From physics classes, I understand the electromagnetic field strength tensor to be defined as $$F^{\mu\nu}=\partial^\mu A^\nu-\partial^\nu A^\mu \;,$$ where $\partial^\mu$ is the partial derivative (which I understand to be a vector) and $A^\mu$ is the electromagnetic vector potential (which I understand to be a vector field, the photon field upon quantisation).
From differential geometry, I understand a $2$-form to be an antisymmetric $(0,2)$-tensor field, namely an antisymmetric multilinear map $$\omega:\Gamma(TM)\times\Gamma(TM)\longrightarrow C^{\infty}(M)$$
where $\Gamma(TM)$ is the set of vector fields on $M$.
Here's my problem: I have seen in many places that "The electromagnetic field strength tensor is a $2$-form". However, I am struggling to see how the definition of the field strength tensor that I know, and the definition of a $2$-form that I know, fit together.
A $2$-form takes as its arguments two vector fields, not two vectors. $A^\mu$ is a vector field, but as far as I understand, $\partial^\nu$ is a vector (an object that takes a function and differentiates it), not a vector field. As such, it feels wrong to write the field strength tensor as something like \begin{align} F:\Gamma(TM)\times\Gamma(TM)&\longrightarrow C^{\infty}(M)\\ (\partial^\mu,A^\mu)&\mapsto F(\partial^\mu,A^\mu). \end{align} The above is obviously sloppy but I suppose what I'm saying is that it isn't clear to me that the above definition of the field strength in component form coincides in any way with the definition of a $2$-form.
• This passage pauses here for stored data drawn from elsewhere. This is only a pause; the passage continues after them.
PR #1430, opened 2026-02-15
fix: allow utilisation of $type

ScuffedNewt:
this is already used in the child blades but was never actually being passed down correctly


ScuffedNewt:
need to fix a few things on this looking at it in practice but the idea is there

SpeedyD:
Gonna need some context here.. Also, perhaps change this to draft if still unfinished? ^^;

ScuffedNewt:
> Also, perhaps change this to draft if still unfinished? ^^;

yes, good point, will do!

ScuffedNewt:
> need to fix a few things on this looking at it in practice but the idea is there

i dont remember what this comment was referring to and as far as i can see this just works...

perappu (approved):

SpeedyD (approved):

PR #1432, opened 2026-02-22
fix: character default assets use character asset keys

ScuffedNewt:


ScuffedNewt:
This also requires `mergeAssetsArrays` to be updated, will cut another commit in a min

perappu (approved):

perappu (approved):

SpeedyD (approved):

I feel uneasy about my understanding of these objects in differential-geometric terms: If a derivative is a vector in differential geometry, and a tangent vector takes as its argument a function $f\in C^\infty(M)$, how/why are the derivatives in the above definition of the field strength tensor acting on the vector field $A^\mu$?
the first question
The thing is that it is a little bit sloppy to say that $F^{\mu \nu}$ is a tensor. It is a coordinate function of a tensor. The tensor, or, in this case, a 2-form, is
$$ F =\frac{1}{2} F_{\mu \nu} dx^\mu \wedge dx^\nu. $$
(Einstein summation convention is used.)
Here $dx^\mu \wedge dx^\nu = \frac{1}{2} (dx^\mu \otimes dx^\nu - dx^\nu \otimes dx^\mu)$ is antisymmetric product or exterior product. The main property of this is that it is antisymmetric, so you can neglect explicit expression via tensor products.
F acts on a pare of vector fields $(v,w)$ as
$$ F(v,w)=F_{\mu \nu} (dx^\mu v) (dx^\nu w) = F_{\mu \nu} v^\mu w^\nu. $$
Thus the answer for the first question in some coordinate system is
$$ (v,w) \mapsto F_{\mu \nu} v^\mu w^\nu. $$
the second question
I hope to clarify this place, but I am not sure if it will be satisfying. Derivatives are indeed tangent vectors, but $A^\mu$ is not a vector field, just as $F^{\mu\nu}$ is not a tensor, it is again a coordinate function of a vector field. And in this sense, it is not a problem that some vector acts on a function, though it has label $\mu$.
However, to understand this place better you should think about $A$ as about 1-form rather than vector field $A_\mu dx^\mu$. For forms (of any order) you can define exterior derivative $d$. It maps $p$-forms to $(p+1)$-forms. I'll write here how it acts in some coordinate system. Suppose you have a $p$-form $w=w_{\mu_1 \ldots \mu_p} dx^{\mu_1} \wedge \ldots \wedge dx^{\mu_p}$, then:
$$ dw = \partial_{\mu_0} w_{\mu_1 \ldots \mu_p} dx^{\mu_0} \wedge dx^{\mu_1} \wedge \ldots dx^{\mu_p} $$
Having this, you can easily see that if $A$ is a $1$-form $A=A_\mu dx^\mu$, then
$$ d A = \partial_\nu A_\mu dx^\nu \wedge dx^\mu =\frac{1}{2} (\partial_\nu A_\mu - \partial_\mu A_\nu) dx^\nu \wedge dx^\mu=F.$$
If you are interested in details, I would recommend you to read "Gauge Fields, Knots And Gravity" by John Baez and Javier P. Muniain. It has a good elementary introduction about manifolds, vector fields, forms and all of this. Though it is not completely rigorous, it is more than enough to understand the language.